Young makers can teach us how the healthcare system might apply big dreams, risk-taking, and feedback to achieve better, more human-centred results.

In 2016, I had the honour of attending a maker camp with my 10-year-old stepdaughter. I volunteered my time as a mentor because I miss working with kids and it got me in one of the coolest camps ever.

Throughout the week I started noticing some things that I found interesting and I started to think about how these insights might apply to healthcare.

The week was spent with 7-14 year-olds as they made their own sketchbooks, built arcade games out of cardboard, learned to solder electronics, made 2d designs for t-shirt, silk-screened those shirts by hand, turned a 2d design into a 3d printed object, sewed various things, made plaster molds of their hands, and much more. It truly was an amazing week! 


1. the world as a place full of potential

Everything around the kids became a possible thing they could build with or make. They were combining everyday objects and actually making things from them.

No idea was too silly or shot down (except slicing wildly with a box cutter…that one I killed). I was a bit in awe as they put things together that I wasn’t convinced would work:

  • Fabric to make supports for a basketball net.
  • Egg cartons and tape to make a stand for a game.
  • Tape and a toilet paper roll to make a working drum kit pedal (yes, it actually worked when you stepped on it)

They taught me a valuable lesson: see the potential in everything. The solution might just be right in front of you. What if we encouraged more making in healthcare? What new and interesting solutions could curious staff or people using services come up?


2. They failed, picked themselves up, learned and tried again

A 9-year-old really wanted to build his own drum kit. He really wanted a working kick pedal and was not having much luck. He worked at it for at least 20 minutes trying different positions of the pedal and the drumstick. I could almost see his brain churning.

Then, when he ran out of options, he asked for help. The camp leader found a youtube video where someone had made an entire working drum kit out of cardboard, including a working kick pedal. Unfortunately, the video was not a how-to guide. But it did offer him some visuals of the pedal in action.

That was all he needed. He noticed that there could be an elastic involved and that’s how he could make the pedal actually work. He quickly paused the video and flew off to get some supplies. After another 30 minutes (and my failed attempt at helping him) he figured it out.

He just kept trying.

This got me thinking about the tolerance of failure. Don’t get me wrong, I get that in healthcare, people’s lives are at stake. Of course, we don’t want to harm people. Not all failure leads to harm though. In fact, I’m a strong believer that we might need to try working more like these kids. What if we supported people in trying, failing, and learning? What if we took some small risks? How might we improve care and the experience of care?


3. asking for and using feedback from users

The major make of the week was building an arcade game out of cardboard.

The kids pretty much had the freedom to build whatever they could imagine, as long as they tried it out with users and got some feedback. Oh, the game also had to fit in a car (or transportation method of choice), so it could be taken home with them. Small constraint.

As they were building, they kept testing their own designs almost instinctively. They would ask each other to try something out. They weren’t afraid to say what they liked or didn’t like about a game, and how it might be improved. The cool thing about it was that ego wasn’t part of the process. They were all starting from the same place and seemed to recognize that.

They were also very attuned to the fact that negative feedback can be hard to hear.
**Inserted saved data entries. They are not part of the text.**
Issue #2704, opened 2016-09-01
Selenium::WebDriver::Element#send_keys no longer works as expected


twalpole:
OS:  
OSX/linux
Selenium Version:  
Head - 3.0.0.beta2.1
Browser:  
Firefox
Browser Version:  
49 beta
## Expected Behavior -

Expect modifier keys to be released when passed in an array
## Actual Behavior -

Modifier keys are no longer released 
## Steps to reproduce -

Using the ruby bindings (selenium-webdriver gem)

```
element.send_keys([:shift, 'a'], 'bcdef'
```

In previous (2.x) versions of selenium-webdriver with Firefox < 48 this would cause element to be sent the keys 'Abcdef'.  When used with the current head version and geckodriver/marionette it ends up sending "A&lt;null>BCDEF" to the element.  This appears to be because the Webdriver spec has removed the previous requirement that a NULL being sent should be interpreted as releasing key modifiers.  This also prevents things like `element.send_keys([:ctrl, 'a'], :backspace, 'abcd') for selecting the current contents of a field and sending new content.   The NULL is currently inserted by selenium [here](https://github.com/SeleniumHQ/selenium/blob/master/rb/lib/selenium/webdriver/common/keys.rb#L114).  Splitting up the passed items into multiple send key requests may solve this issue, although the current webdriver spec for [Element Send Keys](https://www.w3.org/TR/webdriver/#element-send-keys) requires using set selection range to set the insertion caret which could break things the [:ctrl, 'a'] shown above.

lukeis:
Please log GeckoDriver issues with Mozilla.

https://github.com/mozilla/geckodriver/issues

Please be sure to include a completely reproducible test script for them, without a way to reproduce the issue you are seeing there is no good way for them to fix the problem. A reproducible test script includes a WebDriver script and a link to the page in question. If you can not provide a link, create one using jsfiddle.net

twalpole:
@lukeis This isn't a geckodriver issue -- geckodriver is adhering to the current webdriver spec.  It's selenium that's sticking extra nulls into the keys being sent

lmtierney:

I watched as they carefully yet easily phrased constructive feedback and generously offered up compliments about what they liked or enjoyed about a game. It was true collaboration in action. 


As I sat back and watched all of this, I wondered why some of us have such a hard time with this type of collaboration and feedback.
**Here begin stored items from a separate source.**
PR #3459, opened 2017-02-04
fix bug in proxy constructor that some properties are not proper set

zhuopeng:
in the __init__ method of ```Proxy``` class,  ```socksProxy```, ```socksUsername```, ```socksPassword``` are set without go though their property setter, thus could cause potential problem. 

The fix is simply set those properties with already defined setters :)


Dude-X:
Looks good to me +1

PR #3463, opened 2017-02-05
Build the `get-text` atom needed by the w3c spec.

djurassl:
We assume that all compliant browsers have support for XPath
and so no longer rely on wgxpath.


lmtierney:
?

shs96c:
This was branch was created to give a stable point for the W3C WebDriver spec to point to and should not be merged into the tree.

In healthcare sometimes we say we want to know what isn’t working, but when people are courageous and tell us, we’re not always so receptive. Or we take their feedback and aren’t able to turn it into actual changes.

We say we want collaboration, but we struggle with the tension that creates between being an ‘expert’ and admitting what we don’t know.
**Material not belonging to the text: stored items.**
PR #3474, opened 2017-02-07
[rb] Initial implementation of Logger class

p0deje:
This is initial and dead simple implementation of Logger for Ruby.

Apart from obvious `logger.debug` calls, it takes all the output from child processes allowing to write them to log as well.

By default, it writes log to a tempfile (though doesn't unlink it after) which means it's silent unless you tell it to write to a known location or standard output:

```ruby
Selenium::WebDriver::Logger.io = STDOUT # or File.open
Selenium::WebDriver::Logger.level = Logger::DEBUG # or any other level
```

There is still a lot to wrap here, but I'd like to hear your thoughts on this.

### DIFF
--- a/rb/selenium-webdriver.gemspec
+++ b/rb/selenium-webdriver.gemspec
@@ -26,7 +26,7 @@ HTML of the application.'
   s.add_runtime_dependency 'childprocess', ['~> 0.5']
   s.add_runtime_dependency 'websocket', ['~> 1.0']
 
-  s.add_development_dependency 'rspec', ['< 3.5']
+  s.add_development_dependency 'rspec', ['~> 3.0']
   s.add_development_dependency 'rack', ['~> 1.0']
   s.add_development_dependency 'ci_reporter', ['~> 1.6', '>= 1.6.2']
   s.add_development_dependency 'webmock', ['~> 2.0']


p0deje:
> So, I didn't even realize $DEBUG was a default Ruby thing. Running test just with the Logger cleans everything up so nicely; this is going to be hugely useful.

So I actually left support for $DEBUG, if the script is run with `-d` then I set logger level to `:debug` which:

1. Enables all logger messages.
2. Redirect all output from childprocess to logger output (though without formatting).

For example:

```
I, [2017-02-17T10:05:56.548406 #40369]  INFO -- Selenium: polling for socket on ["127.0.0.1", 9515]
Starting ChromeDriver 2.27.440174 (e97a722caafc2d3a8b807ee115bfb307f7d2cfd9) on port 9515
I, [2017-02-17T10:05:56.800383 #40369]  INFO -- Selenium: -> POST session
```

> I don't think we should require $DEBUG = true for things to get logged since $DEBUG = true will report a lot more than we usually want.

It is still possible to enable debug logging for Selenium only:

```ruby
```

> I'm tentatively thinking that we have the default value be WARN, and wire calls to/from Ruby bindings recorded at INFO level, and then if DEBUG is set, we automatically turn on debugging for server & drivers. Would that make sense?

Done, though keep in mind that drivers usually has their own loggers (e.g. `--logpath` for ChromeDriver) so it's not super useful to redirect driver stdout to logger. Maybe we don't even need this, not sure.

> I think we want to default to STDOUT not to a file.

So now it's STDOUT, but you can use file:

```ruby
Selenium::WebDriver.logger.output = 'selenium.log'
```

> I'd like the ability to do something like this so I can focus on exactly on the extra detail I want from a larger run:
> 
> driver.navigate.to url_for('xhtmlTest.html')
> WebDriver.logger.level = 0
> driver.title
> WebDriver.logger.level = 2

You can do that now :)

> Also #at_exit call for logger can result in race conditions like this:

Yeah, this is fixed now.

p0deje:
Do you want to use custom formatting? Right now it's informative, but maybe excessive:

```
I, [2017-02-17T10:05:56.548406 #40369]  INFO -- Selenium: message
```

Explanation of format is [here](https://ruby-doc.org/stdlib-2.1.0/libdoc/logger/rdoc/Logger.html#class-Logger-label-Format).

luke-hill:
Just something I thought of yesterday (And probably not for this PR)

Because what is being communicated in $DEBUG can be quite different to physically logged messages, do you think there would be a way (Probably not easy), to pipe the `$DEBUG` messages to one logfile and all the other regular debug/info/warn/error/fatal/unknowns to another file

p0deje:
Only Selenium `$DEBUG` messages are used by Logger. If there is Grid or any other process that prints something to stdout on `$DEBUG` - there is not much we can do about it.

luke-hill:
So in essence having one consumption of the Logger class already running and an additional Selenium::Logger (I know they consume the same thing), in theory is possible?

That would be good, because then we can pipe them to different files.

p0deje:
Not sure I understand your question correctly. Different loggers are different objects, they don't consume the same thing, so yeah, you can pipe them to different files.

titusfortner:
Yes, this does the things I'm excited about! :)

I wrote [a few specs](https://gist.github.com/titusfortner/d432695ad62ed4810663ce26b238668f
), I probably need to come up with more to make sure I'm thinking through the use cases.

One departure from status quo, which I think I'm ok with...
Previously, you could set `$DEBUG = true` before the line you wanted. Now, unless it is set before the driver is instantiated, the Logger will swallow this output. So, we'll just have to specify that if all of the `$DEBUG` output is desired, it needs to go at the beginning of your code, and for more fine-tuned Selenium-specific data, you need to use Logger.

As for what I was saying about info vs debug levels...
For instance on this line[https://github.com/SeleniumHQ/selenium/blob/master/rb/lib/selenium/server.rb#L181]
doing `@log = opts.fetch(:log) { WebDriver.logger.debug? }`
And as for the browsers, I was thinking about geckodriver's implementation specifically since that's the one I've been using most for logging errors, and I don't think there is currently an option for outputting to a file... This implementation probably needs to wait until we implement the `FirefoxOptions` class. (which I'm thinking we might try to do at the Selenium workshop since it should be relatively straightforward and show off the code base decently well).

In thinking through use cases for the logs... if someone tells me that their code isn't working and I ask them to turn the logger on and send me the result, most likely I just want to see what's actually sent to and from the server/driver. Socket & Port details probably don't matter to me... But, information that isn't currently getting logged like the details of what is getting started with `ChildProcess.build(*args)` might be useful in that context. Do you have any feelings on what should be in info vs debug? I'll ask in Slack channel as well.

As for passing IO object to ChildProcess, I can test this on Windows and see what it looks like. I'm going to need to do a lot of testing on all the platforms before merging #3490 anyway.

I think a shorter default format is good, and we can easily enough allow a user to override it.

I think I like how Mozilla does it with timestamps / app / level / message:
```
1487357647158	mozprofile::profile	INFO	Using profile path <...> 
1487357647162	geckodriver::marionette	INFO	Starting browser 
1487357647174	geckodriver::marionette	INFO	Connecting to Marionette on <...>
1487357649125	Marionette	INFO	Listening on port 49666
```

p0deje:
> I wrote a few specs, I probably need to come up with more to make sure I'm thinking through the use cases.

Thanks, I'll wrap them up.

> Previously, you could set $DEBUG = true before the line you wanted. Now, unless it is set before the driver is instantiated, the Logger will swallow this output. So, we'll just have to specify that if all of the $DEBUG output is desired, it needs to go at the beginning of your code, and for more fine-tuned Selenium-specific data, you need to use Logger.

I don't understand what changed here because if you're talking about logging for main process, you can put `Selenium::WebDriver.logger = :debug` before the line you want and it would work like before. If you're talking about logging childprocesses, then you should see `$DEBUG` before starting the process anyway, otherwise it won't work.

> In thinking through use cases for the logs... if someone tells me that their code isn't working and I ask them to turn the logger on and send me the result, most likely I just want to see what's actually sent to and from the server/driver. Socket & Port details probably don't matter to me... But, information that isn't currently getting logged like the details of what is getting started with ChildProcess.build(*args) might be useful in that context. Do you have any feelings on what should be in info vs debug? I'll ask in Slack channel as well.

I'd say we should get started with this and then add more logging in places we need.

> As for passing IO object to ChildProcess, I can test this on Windows and see what it looks like. I'm going to need to do a lot of testing on all the platforms before merging #3490 anyway.

I'd say it might introduce some flakiness (e.g. stale file descriptors), but we can give it a try.

> I think a shorter default format is good, and we can easily enough allow a user to override it.

What do you think about this format:

```ruby
Selenium::WebDriver.logger.warn "example message"
#=> 2017-02-20 12:07:58 WARN Selenium example message
```

titusfortner:
@lmtierney ran into an issue with rspec 3.5. That line should include both ~> 3.0 and <3.5

Also do we want to add formatter to list of delegated methods for users to override default?

Either way, this code is ready to merge, we can make tweaks later, like you said.

p0deje:
> @lmtierney ran into an issue with rspec 3.5. That line should include both ~> 3.0 and <3.5

What was the issue? RSpec 3.5 seems to work fine on Travis and locally.

lmtierney:
Unless the issue before was fixed now in a new RSpec release? @titusfortner do you remember what the issue was? I forget. @p0deje did all the specs run clean with 3.5?

lmtierney:
I think this was one of the test runs that had an issue with 3.5 https://travis-ci.org/SeleniumHQ/selenium/jobs/188438199

lmtierney:
Yeah seems fine now, not sure what was wrong before. I'd say the change is fine then

titusfortner:
Lgtm then. :-)

p0deje:
@titusfortner Waiting for you to approve the PR.

p0deje:
Merged.

p0deje:
I've also add section to wiki about logging: https://github.com/SeleniumHQ/selenium/wiki/Ruby-Bindings#logging

rosskevin:
I'm trying to capture the `console.debug` and `console.info` from chrome, but `Selenium::WebDriver.logger.level = :debug` seems to only affect selenium logging itself.  The docs section doesn't mention altering specific loggers.

How do adjust the `level` of logs from chrome (only)?  I tried the following with no luck:

```ruby 
Capybara.register_driver $default_driver do |app|
  Capybara::Selenium::Driver.new(app, {
    browser: :remote,
    url: 'http://127.0.0.1:4444/wd/hub',
    desired_capabilities: Selenium::WebDriver::Remote::Capabilities.chrome
  })
end

Selenium::WebDriver::Driver.for(:remote).logger.level = :debug
```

  • What if we could co-design alongside people and families?
  • What if we could involve them in everything we do, even when it is harder and might take more time?
  • What if this type of co-design can help us tackle really wicked problems that we haven’t been able to crack on our own?

These little makers taught me a lot about why making matters and how the experience leads to better results. I hope they keep their maker spirit as they grow and venture out into the world. We need it.